Nice Winters, and Other Strange Concepts

We had such a nice, warm winter going on there.

(Well … when you say “nice winter”, that’s always relative. But in northern Indiana, if the temperature stays above freezing for any amount of time in late December through January, that’s a nice winter.)

I wanted it to continue. I contacted my state representative and asked him to build a wall between us and Canada, to keep out those nasty polar vortexes. Look, I love Canada, but I understand why they call that country America’s Hat: They have to wear hats up there to keep their ears from falling off. For nine months a year.

You have to respect people who get by even though they think North Dakota is a bit too warm for them.

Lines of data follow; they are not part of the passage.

PR #824, opened 2026-08-13
Name the test that actually failed in a lane's failure summary

dlgpdmsly2:
## Summary

`extractFailureSummary` now reads the structure the tool already emits — TAP,
then `node --test`'s spec reporter — instead of grepping the whole lane output
for the first line containing "error". Moved to `scripts/failure-summary.mjs` so
it can be tested, and covered by 16 tests in `scripts/test/`.

The non-TAP fallback keeps its heuristic, with two corrections: log-level lines
are skipped, and the `✗`/`✘`/`✖` marks now match — inside `\b` they never could,
so a tick-marked failure had always fallen through to the lane's last line.

## Why

The old rule was: return the first line matching
`/\b(FAIL|ERROR|error|Error|✗|✘|FAILED)\b/`. That is right only by accident, and
two real runs show both failure modes:

- **#758's `agent:tests`** reported `classifyResult: distinguishes verdict /
  api-error / no-output at its new home` — a test that **passed** (`ok 29`),
  matched on `api-error` inside its own name, 2,600 lines before the real
  failure. A suite that tests error handling always has "error" in some passing
  test's name, so **every `agent:tests` failure since #578 carried a wrong
  summary**.
- **Run 31658161586's `verify:entropy`** reported a NestJS `WARN` line — a
  fixture deliberately logging a handled error, ~700 lines before anything
  failed.

This matters more since #803: `ci-report.yml` renders `failureSummary` into the
job summary, so the wrong name is now read by everyone who opens a failing run,
not just whoever downloads the artifact.

**Both reporters are parsed, because node picks between them itself** — `tap`
when stdout is a pipe, `spec` on a TTY, and the default has moved between
majors. CI captures lanes through a pipe and sees TAP; the same command on a
laptop prints spec. Not hypothetical: the end-to-end check for this change was
written against CI's format, passed, then printed the *passing* test's name when
run locally, because the spec marker is `✖` U+2716 and the old pattern only knew
`✗` U+2717 and `✘` U+2718.

The fallback stays a heuristic on purpose. The honest fix for vitest, tsc and
knip is to read each tool's own format, and inventing that without a real failing
sample per tool is how a reporting change starts reporting something new and
equally wrong.

## Linked Issues

None. Follows from #803, which added the `scripts:tests` lane this is tested by
and the job summary that surfaces the value.

## Author checklist

## Verification

Skip reason (if applicable): n/a — no integration surface is touched.

- **16 tests**, every fixture lifted from a real run rather than invented.
  **7 of them fail against the previous implementation**; the 2 that pass are the
  pins that non-TAP behaviour is unchanged.
- **14 of 14 mutations caught.** Three survived a first pass and are now covered:
  an unbounded YAML search (which would attach a later failure's reason to an
  earlier name — reachable here, since the deserialize failure truncates TAP
  mid-block), an unanchored `not ok` that would match the phrase inside a test's
  *name*, and a spec pattern missing its duration requirement, which would report
  the literal string `failing tests`. Four more cover the marker alternation,
  including reverting it to the original `\b(…|✗|✘|✖|…)\b` form.

- **A review finding corrected two things here.** `\b` cannot hold before `✗`
  (U+2717 is not a word character), so all three marks were dead — two of them in
  the original pattern, meaning a vitest failure line has never been selected by
  this scan. And the test meant to cover it passed for the wrong reason: its
  failure line was also the LAST line, so the assertion held via the fallback
  rather than the scan. It now carries a non-matching footer, which is what tells
  the two apart.
- **End to end through `verify-self.mjs`**, reading the value back out of
  `.harness-reports/`, under both reporters:

  ```
  spec -> the genuinely broken thing — AssertionError [ERR_ASSERTION]: the real reason
  tap  -> the genuinely broken thing — the real reason
  ```

- `npx eslint scripts` exits 0. `scripts:tests` is 129 tests, 0 failures.

## Risk Assessment

- **User-facing risk:** none. Reporting only — the value is written to
  `.harness-reports/<lane>.json` and rendered in the job summary. No lane's exit
  status, selection or output changes.
- **Data/security risk:** the summary is truncated to 500 characters as before,
  so nothing new is exposed. The one behavioural risk is misreporting, which is
  the defect being fixed; the fallback path is byte-identical to today except for
  skipping lines a log level marks, and that is pinned by a test.
- **Rollback plan:** revert. The module is imported from exactly one place and
  nothing else consumes it.

## Notes for Reviewers

- **AI assistance:** written with Claude Code (Claude Opus 5), including the
  mutation testing and the end-to-end runs. Every quoted output came from a
  command that was run.
- **Deliberately not done:** per-tool parsing for vitest / tsc / knip. Those
  lanes still use the heuristic, and `verify:entropy`'s WARN case above is the
  evidence that it remains imprecise for them — worth its own PR once there are
  real failing samples to write against.


dlgpdmsly2:
@coderabbit review

harrykim8672 (approved):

Anyway, my state representative recently got a frostbit nose on the Pokagon State Park toboggan run, and was thus sympathetic. He threatened to shut down the state government unless they funded a Games Of Thrones style ice wall, until it was pointed out to him that keeping a polar vortex out would require a wall eighteen miles high … and besides, Lake Michigan was a problem.

That guy has since moved to Boca Raton, which I discovered is in Florida. Traitor.

Just to make it clear, this is NOT Boca Raton.

So, without a wall or my backup idea involving a line of several hundred thousand salamanders pointed north, winter came back.

(Imagine my embarrassment when I discovered salamanders had to be powered by something, which made the idea financially unsound. I thought they all just crawled to the state line and breathed warm air into the wind.)

So one day I went outside to do yard work and it was in the low 50s (Fahrenheit–let’s not get silly). Two nights later it was 22 degrees, and lake-effect snow–which my wall would have stopped–was causing vehicles to skid all over like a Disney On Ice version of “Cars”.

Which … would be a brilliant show and I’d pay to go, come to think of it.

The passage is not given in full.